California Pizza Kitchen Inc. (CPKI), a leading casual dining restaurant chain, is slated to release its third quarter 2010 results on Thursday, November 11, after market close. The current Zacks Consensus Estimate for the third quarter is 19 cents, representing an annualized negative growth of 22.1%.
With respect to earnings surprises, California Pizza has matched the Zacks Consensus Estimate three times and has outperformed it once in the trailing four quarters. The average earnings surprise was a positive 4.35%. This implies that the company has beaten the Zacks Consensus Estimate by the same magnitude over the last four quarters.
Previous Quarter Performance
California Pizza Kitchen posted second quarter 2010 earnings of 17 cents per share, down 32.0% from 25 cents in the prior-year quarter.
Total revenue in the second quarter plunged 4.6% year over year to $163.1 million, surpassing the Zacks Consensus Estimate of $162.0 million.
Comparable-store sales fell 5.9% in the quarter, lower than the year-ago quarter, but fared better than the guidance range of negative 6% to negative 7%.
In the second quarter, California Pizza Kitchen experienced a shortfall in its comparable store sales due to the absence of the “Thank You” Card promotion that drove sales in the second quarter of fiscal 2009.
Outlook
The casual dining operator now expects its third quarter earnings in the range of 17 cents to 19 cents per share. Comparable-store sales are projected between negative 1.0% and positive 1.0% in the third quarter.
The company remains on track to open two international full service franchised restaurants, one domestic franchised restaurant and four company owned full service restaurants in third quarter 2010.
Estimate Revision Trend
Estimates have not budged in the last 30 days, implying that the analysts do not see any meaningful catalyst for the time being. The current Zacks Consensus Estimate is 61 cents for 2010, reflecting a year-over-year negative growth of 20.3% and 72 cents for 2011, reflecting a year-over-year growth of 17.4%.
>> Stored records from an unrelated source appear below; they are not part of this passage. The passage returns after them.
PR #365, opened 2026-08-13
feat: support semantic version conditions

greghuels:
## Summary

- Add SEMVER evaluation to `@datadog/flagging-core`.
- Support `SEMVER_EQ`, `SEMVER_NEQ`, `SEMVER_LT`, `SEMVER_LTE`, `SEMVER_GT`, and `SEMVER_GTE`.
- Run all shared FFE evaluation cases through `DatadogNodeServerProvider`.
- Add focused core SemVer unit coverage.
- Pin `ffe-system-test-data` to `aaa97e4`, which has the SEMVER system tests.

## Why uint64-safe string comparison

The evaluator keeps SemVer core components as decimal strings instead of converting them to JavaScript `Number` values.

- **Compatibility:** The FFE SemVer behavior is shared across SDKs. The Go/Rust-compatible implementation accepts `uint64`-bounded core components, including values above `Number.MAX_SAFE_INTEGER`, so narrowing JavaScript to `Number.MAX_SAFE_INTEGER` would create cross-SDK differences.
- **Performance:** Length-plus-digit string comparison avoids `Number` parsing on every evaluation and is faster than converting the component strings to numbers at comparison time. It also avoids precision loss for large valid versions.

### DIFF
--- a/packages/core/src/evaluation/evaluateForSubject.ts
+++ b/packages/core/src/evaluation/evaluateForSubject.ts
@@ -4,7 +4,7 @@ import { type TimeStamp, timeStampNow } from '../time'
 import { TargetingKeyMissingError } from './errors'
 import { createEvaluationTimestampMetadata } from './evaluationMetadata'
 import { matchesShard } from './matchesShard'
-import { isValidRule, matchesRule, type Rule } from './rules'
+import { hasInvalidSemverComparand, isValidRule, matchesRule, type Rule } from './rules'
 import { type Flag, type Split, type VariantType, variantTypeToFlagValueType } from './ufc-v1'
 
 export function evaluateForSubject<T extends FlagValueType>(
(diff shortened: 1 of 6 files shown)


packages/core/src/evaluation/evaluateForSubject.ts
```diff
@@ -157,15 +157,25 @@ function validateTypeMatch(expectedType: FlagValueType, variantType: VariantType
...
+  }
+
+  if (
+    flag.allocations.some(
       (allocation) =>
-        Array.isArray(allocation.splits) &&
-        allocation.splits.every((split) => Array.isArray(split.shards)) &&
-        (allocation.rules === undefined ||
-          (Array.isArray(allocation.rules) && allocation.rules.every((rule) => isValidRule(rule))))
+        Array.isArray(allocation.rules) && allocation.rules.some((rule) => hasInvalidSemverComparand(rule))
```
dd-oleksii, line 167: minor: shall this be moved to `isValidRule`?

packages/core/src/evaluation/semver.ts
```diff
@@ -0,0 +1,231 @@
...
+    return { value: '0', next: start + 1 }
+  }
+
+  let end = start
+  while (end < version.length && isAsciiDigit(version.charCodeAt(end))) {
+    end++
+  }
+
+  const value = version.slice(start, end)
+  if (value.length > MAX_UINT64.length || (value.length === MAX_UINT64.length && value > MAX_UINT64)) {
```
dd-oleksii, line 105: minor: why do we artificially limit the max value?

packages/core/src/evaluation/semver.ts
```diff
@@ -0,0 +1,231 @@
...
+  patch: string
+  prerelease: string
+}
+
+/**
+ * Parse the SemVer subset.
+ * Core identifiers are limited to uint64; numeric prerelease identifiers may
+ * be arbitrarily large.
+ */
+export function parseSemver(version: unknown): ParsedSemver | null {
```
dd-oleksii, line 20: nitpick: the current implementation seems to be verbose and likely slow'ish

I have a feeling that a regex could be faster and shorter. Another option is to split on `.` and `-` and validate components afterwards

dd-oleksii (approved):

packages/core/src/evaluation/semver.ts
greghuels: For parity with implementation in other dd-trace libraries. It shouldn't matter too much either way, since this won't be a real-world use case.

packages/core/src/evaluation/semver.ts
greghuels: Screenshot 2026-08-13 at 9 11 00 AM

I had an LLM run through some benchmarks on the 2 implementations you suggested along with the current implementation. It looks like the current implementation is still the fastest.

PR #366, opened 2026-08-13
test(browser): execute packed package in Chromium

leoromanovsky:
## Motivation

PR #344 adds production browser entry points and a React Native package smoke test, but the existing browser package check stops after TypeScript and Vite compilation. A package can build successfully while failing when its production output is loaded in a real browser, especially around package exports, initialization order, runtime globals, and capability-specific entry points.

This PR is stacked on #344 to close that runtime coverage gap before those browser APIs merge.

## Changes

- add a Playwright Chromium smoke test to the isolated Vite test app
- build and serve separate pages for the full and `/precomputed` browser entry points from packed core/browser tarballs
- exercise protobuf configuration parsing, round-trip serialization, boolean and integer evaluation, and SHA-256 matching through the full entry point
- rerun the full entry point with `TextEncoder`, `TextDecoder`, and `BigInt` unavailable
- verify the precomputed entry point parses and round-trips precomputed data without retaining rules
- fail on browser page exceptions and `console.error` output
- update the package-install check to install only the Chromium headless shell, execute the smoke tests, and restore the root lockfile after temporary package wiring

## Decisions

- keep this stacked on `sameerank/FFL-2835/configuration-from-string` because it directly tests the APIs introduced by #344
- test packed artifacts through a production Vite build and preview server rather than workspace links or a DOM emulator
- keep the existing module-level assertion as the proof that `/precomputed` excludes Protobuf-ES; this browser smoke complements it by proving the entry point executes correctly
- install only Chromium's headless shell to limit CI download size while retaining the real browser runtime boundary

## Validation

- `yarn build`
- `yarn lint`
- `yarn format:check`
- `yarn test`
- `yarn test:browser-install` (3 Playwright tests passed)

### DIFF
--- a/test-app/src/precomputed.ts
+++ b/test-app/src/precomputed.ts
@@ -1,0 +1,39 @@
+import { configurationFromString, configurationToString } from '@datadog/openfeature-browser/precomputed'
+import { assert, reportSuccess } from './smoke'
+
+const response = {
+  data: {
+    attributes: {
+      createdAt: '2026-07-06T23:01:56.822Z',
+      flags: {
+        'precomputed-flag': {
+          allocationKey: 'allocation',
+          variationKey: 'on',
+          variationType: 'BOOLEAN',
+          variationValue: true,
+          reason: 'STATIC',
+          doLog: true,
+        },
+      },
+    },
+  },
+}
+const configuration = configurationFromString(
+  JSON.stringify({
+    version: 1,
+    precomputed: { response: JSON.stringify(response) },
+    rules: { response: 'ignored by the precomputed entrypoint' },
+  })
+)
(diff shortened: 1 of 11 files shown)


test-app/src/precomputed.ts
```diff
@@ -0,0 +1,39 @@
...
+    },
+  },
+}
+const configuration = configurationFromString(
+  JSON.stringify({
+    version: 1,
+    precomputed: { response: JSON.stringify(response) },
+    rules: { response: 'ignored by the precomputed entrypoint' },
+  })
+)
```
leoromanovsky, line 27: ok good but what about proto test?

vjfridge (approved):
The new coverage lgtm, thanks!

sameerank (approved):
Agreed with adding more test coverage 🙌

Agreement of Estimate Revisions
There has been no movement in estimates by the analysts regarding their outlook for both third and fourth quarter of 2010 as well as for 2010 and 2011 on California Pizza Kitchen’s earnings, over the last 30 days, due to the lack of any meaningful catalyst to drive the estimates upward or downward.
Magnitude of Estimate Revisions
There has been no change in the last 90 days in the earnings estimate of 19 cents, 61 cents and 72 cents for the third quarter, fiscal 2010 and 2011, respectively, as seen from the magnitude of the Consensus Estimate trend. Therefore, the analysts expect the company to report in line.
Our Take
We expect California Pizza Kitchen to provide third quarter earnings in line with the Zacks Consensus Estimate.
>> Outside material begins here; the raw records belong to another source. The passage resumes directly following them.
Issue #398, opened 2023-01-16
Privacy Report


gotbadger:
As the basics technical requirements of each laws are similar in their requirements (maintain an inventory of assets, know what data types are shared with 3rd parties, ensure data is adequately protected), we can make a Privacy Report that will tackle a large range of laws while automating the laborious tasks that legal teams require engineering to perform.

This feature will leverage Curio's detections capabilities and put it in a format that will make exploitation by legal teams easier. Our goal is to reduce the friction between engineering and legal teams. 

## 1. Subjects and Data-types Inventory 

This report will compute together all Subjects and Data Types detected through codebase scan. 

To detect subject, we will use the "object" item when they are classified as a type of person. Our current list of Subjects is : 

{TO-DO: retrieve the list of subjects we currently have embedded in the codebase}

Curio will also report the number of policies tested against the data found in the codebase. It will list how many are failing, their severity, and how many have passed.

#### Output format: 

| Subject | Data Types | Detection Count | Critical Policy Failure | High Policy Failure | Medium Policy Failure | Low Policy Failure | Passed Policy |
| --- | --- | --- | --- | --- | --- | --- | --- |
| Customer | Full Name | 142 | 1 | 3 | 0 | 15 | 184 |
| Customer | E-mail | 84 | 0 | 0 | 4 | 1 | 184 |
| Customer | Address | 42 |  0 | 0 | 4 | 0 | 184 |
| Customer | Password | 21 | 1 | 0 | 0 | 0 | 184 |
| Admin | Full Name | 18 | 0 | 0 | 0 | 1 | 184 |
| Admin | E-mail | 12 | 0 | 0 | 0 | 1 | 184 |

Cardinality: one line per data-type per subject. 

Must-Have output format is CSV. Other formats are nice to have. 

## 2. Third-Parties Data Sharing Inventory

Curio has the ability to detect Third Party usage through codebase inspection. Read more about this here.

For each detected Third-Party, Curio will list all Subjects & Data Types determined to be exchanged through the integration. If Curio isn't capable of determining what Data are exchanged with a Third party, it will report an unknown state. 

Curio will also report the number of policies tested against the data found in the codebase. It will list how many are failing, their severity, and how many have passed.

#### Output file:

| Third Party | Subject | Data Types | Critical Policy Failure | High Policy Failure | Medium Policy Failure | Low Policy Failure | Passed Policy |
| --- | --- | --- | --- | --- | --- | --- | --- |
[...]

PR #478, opened 2023-02-01
feat(privacy report): pass flag option for subject mapping override

elsapet:
## Description
* Allows users to override data subject mapping by providing a file path to their own mapping. This file is then read during the scan process

References #398

## Checklist

- [ ] I've included usage information in the description if CLI behaviour was updated or added.

### DIFF
--- a/docs/_data/curio_scan.yaml
+++ b/docs/_data/curio_scan.yaml
@@ -7,6 +7,9 @@ options:
     - name: context
       usage: |
         Expand context of schema classification e.g., --context=health, to include data types particular to health
+    - name: data-subject-mapping
+      usage: |
+        Override default data subject mapping by providing a path to a custom mapping JSON file
     - name: debug
       default_value: "false"
       usage: Enable debug logs
--- a/integration/flags/.snapshots/TestInitCommand
+++ b/integration/flags/.snapshots/TestInitCommand
@@ -7,6 +7,7 @@ rule:
     skip-rule: []
 scan:
     context: ""
+    data_subject_mapping: ""
     debug: false
     disable-domain-resolution: true
     domain-resolution-timeout: 3s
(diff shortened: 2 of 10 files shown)


docs/_data/curio_scan.yaml
```diff
@@ -7,6 +7,9 @@ options:
     - name: context
       usage: |
         Expand context of schema classification e.g., --context=health, to include data types particular to health
+    - name: data-subject-mapping
+      usage: |
+        Override default data subject mapping by providing a path to a custom mapping JSON file
```
elsapet, line 12: @markmichon I'm not sure on the process of adding new flags, but would like your thoughts on the wording for this one. 

Some background: this flag lets users override the default data subject mapping used for the privacy reports, by providing a path to their own JSON file that follows this format https://github.com/Bearer/curio/blob/main/pkg/classification/db/subject_mapping.json

e.g. 

```
curio scan /example/sentry_ex  --report=privacy --data-subject-mapping=/Users/elsapet/Desktop/example/subject_mapping.json
```

markmichon: The flag text looks fine. I think we're going to need a better format example than that, specifically what is allowed other than `user`. Is this documented internally anywhere or do we validate it?  

And we'll need some extra details on why someone might want to do it once the privacy report is up and running.

markmichon (approved):

docs/_data/curio_scan.yaml
elsapet: Thanks @markmichon 🙏 

> Is this documented internally anywhere or do we validate it?

Right now there's no validation, so you'd be free to put any value/s in place of "User". We also don't validate that you've given us a sensible JSON file, which is maybe something we'd want to add too 🤔

cfabianski (approved):

PR #479, opened 2023-02-01
fix(privacy report): clean up for privacy reports

elsapet:
## Description
* Change `--report=privacy` to the more descriptive `--report=subjects`
* Remove confusing progress bar during third party report generation (we don't run all the rules in this case, so it's not necessary)

## Checklist


elsapet:
Since we are merging the two reports, I shall incorporate these changes into that PR instead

California Pizza Kitchen has implemented several sales-building programs to revive its top-line growth and falling comparable-store sales. These initiatives include new menu offerings such as Small Cravings menu, a new wine list featuring over 30 distinctive wines, a centralized Call Center to serve customers’ off-premise dining orders, as well as a catering program.
The company also intends to focus on operational efficiencies in order to drive restaurant margins. The financial condition of the company is also sound with debt free balance sheet.
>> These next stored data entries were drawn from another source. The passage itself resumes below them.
Issue #424, opened 2023-01-20
Let user know in CLI when a rescan is using cached data


b1pb1p:
When a scan is launched on a codebase that has already been scanned, Curio will use cached detections and dataflows. It will rescan only if the git commit has changed. If the user has changed the codebase but didn't make a commit, Curio won't rescan the codebase and won't change its policy test results.

We should let users know that we are using cached results when rescanning and hint to use the --force flag to force a rescan if they didn't commit code changes but still expect a different policy test outcome.

PR #500, opened 2023-02-06
feat: warn when cached data is used

elsapet:
## Description

Adds some warning text to the console output, to tell the user when we're using cached data and to prompt them to use `--force` to force a new scan (if they want)

References #424 

### Screenshots

Screenshot 2023-02-06 at 16 01 03

### Summary 

Screenshot 2023-02-06 at 15 59 18

### Stats

Screenshot 2023-02-06 at 16 56 23

### Privacy

Screenshot 2023-02-06 at 16 56 54

## Checklist

### DIFF
--- a/pkg/commands/artifact/run.go
+++ b/pkg/commands/artifact/run.go
@@ -219,7 +219,7 @@ func Run(ctx context.Context, opts flag.Options, targetKind TargetKind) (err err
 	case TargetFilesystem:
 		if report, err = r.ScanFilesystem(ctx, opts); err != nil {
 			if errors.Is(err, balancer.ErrFileListEmpty) {
-				output.StdOutLogger().Msgf("directory empty: %s", err)
+				outputhandler.StdOutLogger().Msgf("directory empty: %s", err)
 				os.Exit(0)
 				return
 			}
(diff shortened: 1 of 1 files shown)


elsapet:
Draft pending product approval of wording

pkg/commands/artifact/run.go
```diff
@@ -60,12 +60,12 @@ type runner struct {
 }
 
 // NewRunner initializes Runner that provides scanning functionalities.
-func NewRunner(ctx context.Context, scanSettings settings.Config) Runner {
+func NewRunner(ctx context.Context, scanSettings *settings.Config) Runner {
```
elsapet: Not sure if this (editing the config object directly) is best practice or no; open to alternative solutions. Maybe @vjerci or @didroe you have some thoughts on this one 🙏

didroe: WDYT about putting the flag on the `Runner` instead?

elsapet: Thanks for the suggestion @didroe - much better!!

cfabianski (approved):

We remain cautious on the stock as comparable-store sales and traffic have sagged, given that budget-constrained consumers are trading down to lower-priced dining options. Additionally, competition among casual dining restaurants is expected to remain fierce with respect to price, service, location and concept in order to drive traffic, which may adversely affect California Pizza Kitchen’s restaurant operating margins and profits.
Accordingly, we have a Zacks #3 Rank, (short-term Hold rating). We are also maintaining our long-term Neutral recommendation on the stock.
One of California Pizza Kitchen’s primary competitors, Cheesecake Factory Inc. (CAKE) has reported third quarter 2010 earnings of 37 cents per share, which surpassed the Zacks Consensus Estimate of 34 cents. The better-than-expected results were driven by comparable-store sales growth, higher traffic and effective cost management.